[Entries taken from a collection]
%%

PR #602, opened 2025-08-05
feat: Pack Spoke Structs

avniculae:
- Packs spoke structs
- uses SafeCast in tests

### DIFF
--- a/src/contracts/Spoke.sol
+++ b/src/contracts/Spoke.sol
@@ -45,6 +45,7 @@ contract Spoke is ISpoke, Multicall, AccessManaged {
   mapping(uint256 reserveId => mapping(uint16 configKey => DataTypes.DynamicReserveConfig config))
     internal _dynamicConfig; // dictionary of dynamic configs per reserve
   DataTypes.LiquidationConfig internal _liquidationConfig;
+  mapping(address hub => mapping(uint256 assetId => bool exists)) internal _reserveExists;
 
   modifier onlyPositionManager(address onBehalfOf) {
     require(_isPositionManager({user: onBehalfOf, manager: msg.sender}), Unauthorized());
@@ -93,6 +94,7 @@ contract Spoke is ISpoke, Multicall, AccessManaged {
     DataTypes.DynamicReserveConfig calldata dynamicConfig
   ) external restricted returns (uint256) {
     require(hub != address(0), InvalidHubAddress());
+    require(!_reserveExists[hub][assetId], ReserveExists());
 
     _validateReserveConfig(config);
     uint256 reserveId = _reserveCount++;
@@ -115,6 +117,7 @@ contract Spoke is ISpoke, Multicall, AccessManaged {
       collateralRisk: config.collateralRisk
     });
     _dynamicConfig[reserveId][dynamicConfigKey] = dynamicConfig;
+    _reserveExists[hub][assetId] = true;
 
     emit AddReserve(reserveId, assetId, hub);
     emit ReserveConfigUpdate(reserveId, config);
--- a/tests/Base.t.sol
+++ b/tests/Base.t.sol
@@ -19,8 +19,6 @@ import {TreasurySpoke, ITreasurySpoke} from 'src/contracts/TreasurySpoke.sol';
 import {HubConfigurator, IHubConfigurator} from 'src/contracts/HubConfigurator.sol';
 import {SpokeConfigurator, ISpokeConfigurator} from 'src/contracts/SpokeConfigurator.sol';
 import {PercentageMath} from 'src/libraries/math/PercentageMath.sol';
-import {PercentageMath} from 'src/libraries/math/PercentageMath.sol';
-import {WadRayMath} from 'src/libraries/math/WadRayMath.sol';
 import {WadRayMath} from 'src/libraries/math/WadRayMath.sol';
 import {SharesMath} from 'src/libraries/math/SharesMath.sol';
 import {MathUtils} from 'src/libraries/math/MathUtils.sol';
@@ -54,7 +52,6 @@ import {LibBit} from 'src/dependencies/solady/LibBit.sol';
 abstract contract Base is Test {
   using WadRayMath for uint256;
   using SharesMath for uint256;
-  using PercentageMath for uint256;
   using PercentageMath for uint256;
   using SafeCast for *;
 
@@ -1676,6 +1673,33 @@ abstract contract Base is Test {
     return spoke.getLiquidationConfig().closeFactor;
   }
 
+  function _calcMinimumCollAmount(
+    ISpoke spoke,
+    uint256 collReserveId,
+    uint256 debtReserveId,
+    uint256 debtAmount
+  ) internal view returns (uint256) {
+    if (debtAmount == 0) return 1;
+
+    IPriceOracle oracle = spoke.oracle();
+    DataTypes.Reserve memory collData = spoke.getReserve(collReserveId);
+    DataTypes.DynamicReserveConfig memory colDynConf = spoke.getDynamicReserveConfig(collReserveId);
+    uint256 collPrice = oracle.getReservePrice(collReserveId);
+    uint256 collAssetUnits = 10 ** hub1.getAsset(collData.assetId).decimals;
+
+    DataTypes.Reserve memory debtData = spoke.getReserve(debtReserveId);
+    uint256 debtAssetUnits = 10 ** hub1.getAsset(debtData.assetId).decimals;
+    uint256 debtPrice = oracle.getReservePrice(debtReserveId);
+
+    uint256 normalizedDebtAmount = (debtAmount * debtPrice).wadDivDown(debtAssetUnits);
+    uint256 normalizedCollPrice = collPrice.wadDivDown(collAssetUnits);
+
+    return
+      normalizedDebtAmount.wadDivUp(
+        normalizedCollPrice.toWad().percentMulDown(colDynConf.collateralFactor)
+      );
+  }
+
   /// @dev Helper function to borrow without health factor check
   function _borrowWithoutHfCheck(
     ISpoke spoke,
@@ -1744,11 +1768,10 @@ abstract contract Base is Test {
   }
 
   /// @dev Helper function to calculate burnt interest in assets terms (originated from virtual shares and assets)
-  function _calculateBurntInterest(
-    IHub hub,
-    uint256 assetId
-  ) internal view returns (uint256) {
-    return hub.getTotalAddedAssets(assetId) - hub.previewRemoveByShares(assetId, hub.getTotalAddedShares(assetId));
+  function _calculateBurntInterest(IHub hub, uint256 assetId) internal view returns (uint256) {
+    return
+      hub.getTotalAddedAssets(assetId) -
+      hub.previewRemoveByShares(assetId, hub.getTotalAddedShares(assetId));
   }
 
   /// @dev Helper function to withdraw fees from the treasury spoke
--- a/tests/unit/Spoke/SpokeBase.t.sol
+++ b/tests/unit/Spoke/SpokeBase.t.sol
@@ -167,7 +167,6 @@ contract SpokeBase is Base {
   }
 
   /// @dev Opens a debt position for a random user, using same asset as collateral and borrow
-  /// @return user address
   function _openDebtPosition(
     ISpoke spoke,
     uint256 reserveId,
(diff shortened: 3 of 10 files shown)


src/libraries/types/DataTypes.sol
```diff
@@ -99,6 +108,12 @@ library DataTypes {
     mapping(uint256 slot => uint256 status) map;
   }
 
+  struct LiquidationConfig {
+    uint128 closeFactor; // BPS, HF value to restore to during a liquidation
```
DhairyaSethi: close factor is not bps value, could you pls fix the comment

src/libraries/types/DataTypes.sol
```diff
@@ -99,6 +108,12 @@ library DataTypes {
...
+    uint64 healthFactorForMaxBonus; // health factor under which liquidation bonus is max
```
DhairyaSethi: how does this fit within 64 bits?

src/libraries/types/DataTypes.sol
```diff
@@ -59,34 +59,43 @@ library DataTypes {
...
+    IHub hub;
+    //
+    uint16 assetId;
+    bool paused;
+    bool frozen;
+    bool borrowable;
+    uint24 collateralRisk;
     uint16 dynamicConfigKey; // key of the last reserve config
     uint8 decimals;
     address underlying;
```
DhairyaSethi: kinda a nit but could we group the slot stuff together, thinking reserve config stuff at the end together such that if we were to append to the reserve config it all stays together (rn would have dyn configKey, decimals and underlying in bw for ex)

src/contracts/Spoke.sol
```diff
@@ -23,13 +24,14 @@ import {IAaveOracle} from 'src/interfaces/IAaveOracle.sol';
...
+  using PercentageMath for *;
   using KeyValueListInMemory for KeyValueListInMemory.List;
   using LiquidationLogic for DataTypes.LiquidationConfig;
   using PositionStatus for DataTypes.PositionStatus;
   using LiquidationLogic for DataTypes.LiquidationCallLocalVars;
-  using MathUtils for uint256;
+  using MathUtils for uint128;
 
   uint256 public constant HEALTH_FACTOR_LIQUIDATION_THRESHOLD = WadRayMath.WAD;
   uint256 public constant MAX_COLLATERAL_RISK = 1000_00; // 1000.00%
```
DhairyaSethi: let's move to Constants.sol

tests/Base.t.sol
```diff
@@ -73,9 +73,9 @@ abstract contract Base is Test {
   uint256 internal constant MIN_OPTIMAL_RATIO = 1_00; // 1.00% in BPS, matches AssetInterestRateStrategy
   uint256 internal constant MAX_OPTIMAL_RATIO = 99_00; // 99.00% in BPS, matches AssetInterestRateStrategy
   uint256 internal constant MAX_SKIP_TIME = 10_000 days;
-  uint256 internal constant MIN_LIQUIDATION_BONUS = PercentageMath.PERCENTAGE_FACTOR; // 100% == 0% bonus
-  uint256 internal constant MAX_LIQUIDATION_BONUS = 150_00; // 50% bonus
-  uint256 internal constant MAX_LIQUIDATION_BONUS_FACTOR = PercentageMath.PERCENTAGE_FACTOR; // 100%
+  uint32 internal constant MIN_LIQUIDATION_BONUS = uint32(PercentageMath.PERCENTAGE_FACTOR); // 100% == 0% bonus
+  uint32 internal constant MAX_LIQUIDATION_BONUS = 150_00; // 50% bonus
```
DhairyaSethi, line 74: is this a globally enforced limit? does that mean liq bonus can fit into uint16? if not, wondering why do we have this var here

src/libraries/types/DataTypes.sol
avniculae: we require `config.healthFactorForMaxBonus < HEALTH_FACTOR_LIQUIDATION_THRESHOLD`, where `HEALTH_FACTOR_LIQUIDATION_THRESHOLD` is 1e18. log2(1e18) = 59.7

DhairyaSethi: that constant can change but yeah only decrease so this should be safe. what's max close factor tho?

avniculae: we don't have a max close factor in the code, it just has to be above `HEALTH_FACTOR_LIQUIDATION_THRESHOLD` (1e18 now). We can make `closeFactor` smaller if we want, but atm there's no benefit in doing that, so I just decreased it to uint128

tests/Base.t.sol
avniculae: @yan-man do you have more insights here?

src/libraries/types/DataTypes.sol
avniculae: [eccba1f](https://github.com/aave/aave-v4/pull/602/commits/eccba1fdfbcf1b52899dfe0728ec1a35d0876867)

src/libraries/types/DataTypes.sol
avniculae: [eccba1f](https://github.com/aave/aave-v4/pull/602/commits/eccba1fdfbcf1b52899dfe0728ec1a35d0876867)

src/contracts/Spoke.sol
avniculae: [eccba1f](https://github.com/aave/aave-v4/pull/602/commits/eccba1fdfbcf1b52899dfe0728ec1a35d0876867)

src/contracts/Spoke.sol
```diff
@@ -23,16 +25,14 @@ import {IAaveOracle} from 'src/interfaces/IAaveOracle.sol';
 
 contract Spoke is ISpoke, Multicall, AccessManaged {
   using SafeERC20 for IERC20;
+  using SafeCast for *;
```
avniculae, line 28: FYI I used wildcard here and not just uint256 bc of this

https://github.com/aave/aave-v4/blob/461bb99d90ac1e0c047bb47b1f3cac3de45b321f/src/contracts/Spoke.sol#L282-L284

src/libraries/types/DataTypes.sol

%%

PROBLEM DETAILS ▸
Determine how many lines in the entries above contain the word "Multicall", and respond with the number alone.

WORKED SOLUTION ▸
4